PR #1318, opened 2025-10-02
Clean up REC actions & extra_data

Nopey:
- sd_action now uses the OMF bits directly (without translation), obsoleting the `raw_action` field on sd_rec_move.
- sd_rec_move uses a new smallbuffer utility class, allowing up to 10 bytes of extra_data to be stored in-line.
- field `action` is now part of `extra_data`, simplifying the implementation of packets that aren't actions (e.g. the openomf assert, lookup id 10).
- Added the remaining lookup_id's to the sd_rec_extra_len function.

### DIFF
--- a/src/controller/rec_controller.c
+++ b/src/controller/rec_controller.c
@@ -92,7 +92,7 @@ int rec_controller_poll(controller *ctrl, ctrl_event **ev) {
         int j = 0;
         while(hashmap_get_int(&data->tick_lookup, (ticks * 10) + j, (void **)(&move), &len) == 0) {
             char *extra_data = sd_rec_get_extra_data(move);
-            if(move->lookup_id == 10 && extra_data[0] == 'A') {
+            if(move->lookup_id == 10 && extra_data[0] == REC_LOOKUP10_ASSERT_BYTE) {
                 rec_assertion ass;
                 if(parse_assertion((uint8_t const *)sd_rec_get_extra_data(move), &ass)) {
                     log_assertion(&ass);
@@ -100,7 +100,7 @@ int rec_controller_poll(controller *ctrl, ctrl_event **ev) {
                         crash("REC file assert failed!");
                     }
                 }
-            } else if(move->lookup_id == 10 && extra_data[0] == 4) {
+            } else if(move->lookup_id == 10 && extra_data[0] == REC_LOOKUP10_SETRANDOM_BYTE) {
                 uint32_t seed;
                 memcpy(&seed, extra_data + 4, sizeof(seed));
                 log_debug("setting random seed to %d from REC file", seed);
--- a/src/game/scenes/arena.c
+++ b/src/game/scenes/arena.c
@@ -2107,7 +2107,7 @@ int arena_create(scene *scene) {
         char *extra_data = sd_rec_set_lookup_id(&mv, 10);
         mv.tick = 1;
         uint32_t seed = random_get_seed(&scene->gs->rand);
-        extra_data[0] = 4;
+        extra_data[0] = REC_LOOKUP10_SETRANDOM_BYTE;
         memcpy(extra_data + 4, &seed, sizeof(seed));
         sd_rec_insert_action_at_tick(scene->gs->rec, &mv);
     }
--- a/src/formats/rec.h
+++ b/src/formats/rec.h
@@ -102,6 +102,16 @@ typedef struct {
     sd_rec_move *moves;      ///< REC event records list
 } sd_rec_file;
 
+// Moves with lookup ID 10 are differentiated further by their first byte
+enum
+{
+    REC_LOOKUP10_UNK1_BYTE = 1,
+    REC_LOOKUP10_UNK2_BYTE = 2,
+    REC_LOOKUP10_UNK3_BYTE = 3,
+    REC_LOOKUP10_SETRANDOM_BYTE = 4,
+    REC_LOOKUP10_ASSERT_BYTE = 'A',
+};
+
 /*! \brief Initialize REC file structure
  *
  * Initializes the REC file structure with empty values.
--- a/src/formats/rec_assertion.c
+++ b/src/formats/rec_assertion.c
@@ -1,6 +1,7 @@
 
 
 #include "formats/rec_assertion.h"
+#include "formats/rec.h"
 #include "utils/log.h"
 #include "utils/str.h"
 
@@ -51,8 +52,7 @@ bool parse_assertion(const uint8_t *data, rec_assertion *out) {
     bit_reader reader = {data, 0};
 
     // packet 10 is differentiated by its first byte.
-    // openomf defines 'A' as an Assert.
-    if(read_bits(&reader, 8) != 'A') {
+    if(read_bits(&reader, 8) != REC_LOOKUP10_ASSERT_BYTE) {
         return false;
     }
 
@@ -126,8 +126,8 @@ bool encode_assertion(const rec_assertion *assertion, uint8_t *buffer) {
     memset(buffer, 0, 8);
     bit_writer writer = {buffer, 0};
 
-    // write packet sub-type 'A' for an Assert.
-    write_bits(&writer, 'A', 8);
+    // write packet sub-type for an Assert.
+    write_bits(&writer, REC_LOOKUP10_ASSERT_BYTE, 8);
 
     // Write header (3b op + 1b types)
     write_bits(&writer, assertion->op, 3);
--- a/tools/rectool/main.c
+++ b/tools/rectool/main.c
@@ -140,7 +140,7 @@ void print_rec_root_info(sd_rec_file *rec) {
             printf("%6u %10u %5u %6u %6u %22s", i, rec->moves[i].tick, rec->moves[i].lookup_id, rec->moves[i].player_id,
                    extra_len, tmp);
 
-            if(rec->moves[i].lookup_id == 10 && extra_data[0] == 'A') {
+            if(rec->moves[i].lookup_id == 10 && extra_data[0] == REC_LOOKUP10_ASSERT_BYTE) {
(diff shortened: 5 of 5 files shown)


katajakasa (approved):
Codewise this seems fine. I don't know much about the RECs, so someone else should also review.

src/controller/rec_controller.c
```diff
@@ -74,30 +86,26 @@ int rec_controller_poll(controller *ctrl, ctrl_event **ev) {
...
+                if(parse_assertion((uint8_t const *)sd_rec_get_extra_data(move), &ass)) {
                     log_assertion(&ass);
                     if(!game_state_check_assertion_is_met(&ass, ctrl->gs)) {
                         crash("REC file assert failed!");
                     }
                 }
             } else if(move->lookup_id == 96) {
                 uint32_t seed;
-                memcpy(&seed, move->extra_data, sizeof(seed));
+                memcpy(&seed, sd_rec_get_extra_data(move) + 1, sizeof(seed));
```
Vagabond: Comment here to indicate we ignore the first byte to avoid confusing DOS?

src/formats/actions.h
```diff
@@ -13,16 +13,19 @@
...
-    SD_ACT_RIGHT = 0x20, ///< Move right (walk)
-} sd_action;
+    SD_ACT_NONE = 0x00, ///< No action
+
+    SD_ACT_PUNCH = 0x01, ///< Punch/select
+    SD_ACT_KICK = 0x02,  ///< Kick/select
 
-#define SD_MOVE_MASK (SD_ACT_UP | SD_ACT_DOWN | SD_ACT_LEFT | SD_ACT_RIGHT) ///< Mask of all movement keys
-#define SD_ACT_VALID_BITS 0x3Fu                                             ///< Mask of all valid bits of an sd_action
+    SD_ACT_UPUP = 0x10,
```
Vagabond, line 21: I'm a bit confused here, why did these change, don't they reflect the values in the REC?

src/utils/smallbuffer.h
```diff
@@ -0,0 +1,68 @@
...
+
+#include <stddef.h>
+#include <string.h>
+
+typedef struct smallbuffer {
+    // private fields, do not access.
+    ptrdiff_t priv_cap;
+    union {
+        char *priv_alloc;
+        char priv_inline[sizeof(char *)];
```
Vagabond, line 20: Why is this `sizeof(char *)`, basically the size of a pointer, and not something like `8`?

testing/test_rec.c
```diff
@@ -22,9 +22,9 @@ void test_sd_rec_create(void) {
     for(int i = 0; i < 10; i++) {
         sd_rec_move mv;
         fill((char *)&mv, sizeof(sd_rec_move));
-        mv.lookup_id = 2;
-        mv.action = SD_ACT_KICK | SD_ACT_PUNCH | SD_ACT_LEFT | SD_ACT_DOWN;
-        mv.extra_data = NULL;
+        smallbuffer_create(&mv.extra_data);
```
Vagabond, line 25: isn't this smallbuffer_create unnecessary?

src/utils/smallbuffer.h
Vagabond: Ah, I see, it's so the union is always the same size.

src/game/scenes/arena.c
```diff
@@ -929,42 +929,56 @@ void write_rec_move(scene *scene, game_player *player, int action) {
...
-    }
-
-    if(action & ACT_DOWN) {
-        move.action |= SD_ACT_DOWN;
-    }
-
-    if(action & ACT_LEFT) {
-        move.action |= SD_ACT_LEFT;
+    switch(action & ACT_Mask_Dirs) {
+        case ACT_UP:
```
Vagabond, line 949: Not a blocker, but should we plan to unify the ACT_ and SD_ACT enums, so we don't have to convert between them?

testing/test_smallbuffer.c
```diff
@@ -0,0 +1,63 @@
...
+    "ipsum. Sed eveniet repudiandae voluptates inventore quidem at similique.\n";
+static char const oops_all_nul_bytes[400] = "";
+
+void test_smallbuffer(void) {
+    smallbuffer sb;
+    smallbuffer_create(&sb);
+    CU_ASSERT_EQUAL(smallbuffer_capacity(&sb), 0);
+
+    smallbuffer_resize(&sb, 4);
+    CU_ASSERT_EQUAL(smallbuffer_capacity(&sb), 4);
```
Vagabond, line 19: Shouldn't capacity be a minimum of `sizeof(char *)`?

src/formats/actions.h
Nopey: The old shadowdive directions do not match the REC bytes, in fact.

That is why there was both raw_action and action-- `action` was the sd_action, `raw_action` was the untranslated OMF action byte.

OMF directions go from 0x10 to 0x80 in increments of 0x10.
Unlike OpenOMF & old-ShadowDive directions, OMF directions cannot be OR'd together to create inbetweens.
`UPUP | RIGHTRIGHT` does not equal `UPRIGHT` in OMF directions-- that's why I renamed the directions from SD_ACT_UP to SD_ACT_UPUP.

in exchange for not being as bit-fiddle-able, the OMF style directions do make it easier to use the directions as an index into an array, as the 9 valid directions are all together.

testing/test_rec.c
Nopey: Yes, because we eventually pass the `rec` into `sd_rec_free`, which calls smallbuffer_free.

`fill` is not `memset(0)`-- it fills the struct with ascending bytes 1, 2, 3..

src/game/scenes/arena.c
Nopey: `SD_ACT_UPUP | SD_ACT_RIGHTRIGHT` does not equal `SD_ACT_UPRIGHT`.

I don't know how important being able to bit twiddle the openomf ACT_'s are to our game code offhand.

Anyhoo, unifying ACT_ & SD_ACT_ seems out of scope.

testing/test_smallbuffer.c
Nopey: _resize sets the capacity. smallbuffers track their capacity, and the capacity can be less than the inline capacity.

if we want we could have a `smallbuffer_resize_to_at_least` which grows to *at least* the specified size.

src/controller/rec_controller.c
Nopey: lookup_id 96 is being removed in PR 1319, so I'd rather not.

(That PR targets this PR. will merge once it's reviewed)

testing/test_smallbuffer.c
Vagabond: but a smallbuffer always has at least the sizeof(char *) capacity, no? it may contain a smaller object, but it has *room* for at least `sizeof(char*)`? Maybe the function should be called smallbuffer_size, and there should be a separate capacity?

src/controller/rec_controller.c
Vagabond: ok

src/formats/actions.h
Vagabond: I see, so this actually surfaces the *actual* values in the REC, which is what the SD stuff generally is supposed to do. ok.

testing/test_smallbuffer.c
Nopey: renaming the getter smallbuffer_size is reasonable, but I don't want two getters-- then we'd have to check each caller is using the correct one.

Hence the two methods: smallbuffer_resize and smallbuffer_resize_to_at_least-- we want the allocation policy of smallbuffer to be transparent to the caller.

I also thought about having some way for the caller to indicate whether they want existing bytes to be preserved.

Maybe one `smallbuffer_resize` with some flags in an option?

Vagabond: I think the current API is fine for now, because the REC usecase is pretty constrained, but if we start to use smallbuffer more generally I think this limited API may lead to trouble. If I want to copy or write out the bytes from a smallbuffer, I want the size, if I want to write into it, I want to know the capacity, no? Don't a lot of container types in C++ or Rust have both size and capacity getters?

Vagabond: Maybe that's where the `at least` resize comes in, we'd just be careful to always resize to at least the size we want to write?

Nopey: smallbuffer only tracks capacity, it does not track used-size (as std::vec::Vec or std::vector do)
This means that every resize is prone to reallocating, and so should not be called on a whim.

smallbuffer is intended to be useful as a building block for someone implementing a container like vector, where it would be tracking the allocated capacity (and vector would be tracking the used-size).

Nopey: as an alternative to renaming `smallbuffer_capacity` to `smallbuffer_size`,
we could rename `smallbuffer_resize` to something like `smallbuffer_realloc`

Vagabond: I guess I don't understand the resistance to tracking size AND capacity. Especially if this is running on a 32 bit machine, we can't make assumptions about what will/won't fit in the smallbuffer, so we *need* to know the capacity if we want to write into it. doing an `at least` realloc would minimize allocs if the existing smalbuffer can hold the proposed realloc size in the inline or allocated buffer, no?

Nopey: Tracking size AND capacity requires two fields.
I do not want smallbuffer to be larger than it must be.

Some users, such as REC, do not need size AND capacity. User should track used-size themselves.

Nopey: I think i've clarified the API's intent by renaming resize to realloc

and, we'll figure out what the API for alloc-at-least will be when we need it.

Vagabond (approved):
let's land this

+ + + + + + +

- TASK TO COMPLETE -
Reproduce every line of the material above that has the string "rectool".

- WORKED SOLUTION -
--- a/tools/rectool/main.c
+++ b/tools/rectool/main.c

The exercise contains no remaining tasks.